Periodic Reporting for period 1 - ECONOMY (Plant Ecology for Nitrous Oxide Mitigation and Sustainable Productivity)
Période du rapport: 2016-02-01 au 2018-01-31
Research conducted in natural ecosystems indicates that increasing plant species richness in a plant community may augment complementary in time and space for soil nutrient acquisition, enhancing biomass productivity. In intensively managed grasslands this may reduce N2O emissions due to increased N uptake by vegetation and hence reduced availability of soil mineral N for nitrifiers and denitrifiers. However, other studies have shown that targeted selection of species with specific traits or trait diversity may be more important than increasing species richness per se in terms of enhancing complementarity and N use efficiency. In combination with the current understanding of the microbiology behind soil N2O emissions and of plant-trait based ecology, these findings provide a promising framework to develop a novel N2O mitigation strategy.
Climate change has a major impact on N2O emissions because N losses and primary productivity strongly respond to climatic conditions. However, this effect may be regulated to some extent by the presence of specific plants or plant combinations, as there is now increasing evidence that some of the most significant effects of climate change on ecosystem N dynamics are mediated via plants and their interactions with soil microorganisms. Within the context of climate change, the intensification of weather extremes has emerged as one of the most important aspects in terms of consequences for ecological systems and for human welfare. The debate over the last few years has shifted from an analysis of trends to a realization that extreme events rather than average trends may exert the most important controls on soil-plant and plant-plant interactions and ecosystem functioning. Yet, the outcome of such weather-driven interactions in terms of N2O emissions and the mechanisms involved remain poorly understood.
The overall objective of this project was to reveal how plants and plant interactions via their traits and trait combinations can be used to reduce N2O emissions under current and future climatic conditions.
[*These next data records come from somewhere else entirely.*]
Issue #1826, opened 2017-04-18
Improve boundary layer search performance


kdeloach:
The boundary layer search endpoint is slow on staging. Searching for "schuylkill" takes about 15 seconds.

https://staging.app.wikiwatershed.org/api/modeling/boundary-layers-search/?text=schuylkill

Update query to use PostgreSQL full text search functions instead wildcard match. Consider adding indexes. Verify performance improvements on staging.

Ref: https://github.com/WikiWatershed/model-my-watershed/blob/develop/src/mmw/apps/modeling/views.py#L538

kdeloach:
Took a cursory pass at implementing a few different alternatives to `ILIKE` with no luck.

### ts_vector, ts_query

The builtin text search functions work well, are very fast, and support advanced query syntax. Unfortunately, only exact match search is supported.

### fuzzystrmatch

The range of values produced from `difference` is not granular enough to determine the best match.

```
select difference(soundex(name), soundex('schuy')), count(*)
from boundary_huc10
group by difference(soundex(name), soundex('schuy'));

 difference | count 
------------+-------
            |   214
          0 |    23
          3 | 14148
          4 |  1554
```

### pg_trgm

Boundaries which contain the search term rank lower or equal to boundaries which do not contain the search term in many cases.

```
select name, similarity(name, 'canal')
from boundary_huc10
order by similarity(name, 'canal');

Old Channel Poso Creek-Alpaugh Irrigation District Canal              |  0.109091
Little Quillcene River-Frontal Hood Canal                             |  0.146341
Canadaway Creek-Frontal Lake Erie                                     |  0.147059
```

```
select name, similarity(name, 'schuy')
from boundary_huc10
order by similarity(name, 'schuy');

School Creek                                                          |    0.1875
Middle Schuylkill River                                               |       0.2
Little Schuylkill River                                               |       0.2
Upper Schuylkill River                                                |  0.217391
Lower Schuylkill River                                                |  0.217391
Schulyler Wash                                                        |  0.235294
```

kdeloach:
I improved the query in #1832 so the search performs reasonably well now. Searching for "schuylkill" takes about 3-4 seconds instead of 15. Closing.

PR #1832, opened 2017-04-19
Increase number of results limit on boundary layer search

kdeloach:
## Overview

Instead of displaying 5 total results for all boundary layers, we now
show up to 3 results for each boundary layer.

Also, priority was renamed to rank. Since we now show results for each
boundary layer regardless of priority/rank, the only thing this number
does is determine the sort order for results on the frontend.

The goal of this is to show more results and hopefully improve performance
before we spend any more time researching #1826.

### Demo

See how there are 3 results for each boundary layer. If I had HUC12s on my workstation you might see an additional 3 results.

image

### DIFF
--- a/src/mmw/apps/modeling/views.py
+++ b/src/mmw/apps/modeling/views.py
@@ -541,14 +541,11 @@ def _get_boundary_search_query(search_term):
     all searchable boundary layers.
     """
     select_fmt = """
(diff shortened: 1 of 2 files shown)


kdeloach:
Cool, hopefully it performs better on staging too.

In a subsequent 2-year field experiment we translated our findings into realistic conditions, covering interactions between plants and including legume species due to their importance to improve fodder quality and their particular role in N cycling. The results of this experiment are been analysed and will be made public soon. One of the most pertinent questions this experiment will answer is how the role of plants in N-cycling is mediated by changes in soil microbial communities, and whether such changes can be linked to plant functional traits. We will also show if plant community effects on several soil biotic factors represent indirect and little studied mechanisms through which plants may modify soil N cycling in intensive grasslands.
In a greenhouse study using intact monoliths from the field experiment, we are currently evaluating the effect of a climate change-induced disturbance (flooding) on the N2O emissions and productivity of intensively managed grasslands across a plant diversity gradient. We are testing the hypothesis that the negative effects of flooding could be mitigated with increasing plant diversity due to a greater functional diversity in traits related to nutrient acquisition (lowering N2O emissions), and a greater resilience of the plant community to flooding (maximizing productivity under unfavourable conditions).
A review study is been conducted, in which we argue that combining plants based on their functional traits may provide an overlooked opportunity to improve the amount of N retained by plants in intensive agroecosystems. Then we illustrate associated benefits of this approach for yield stability, resilience, and agroecosystem multifunctionality. Finally, we will propose optimum plant combinations for enhanced N-cycling following a trait-based approach.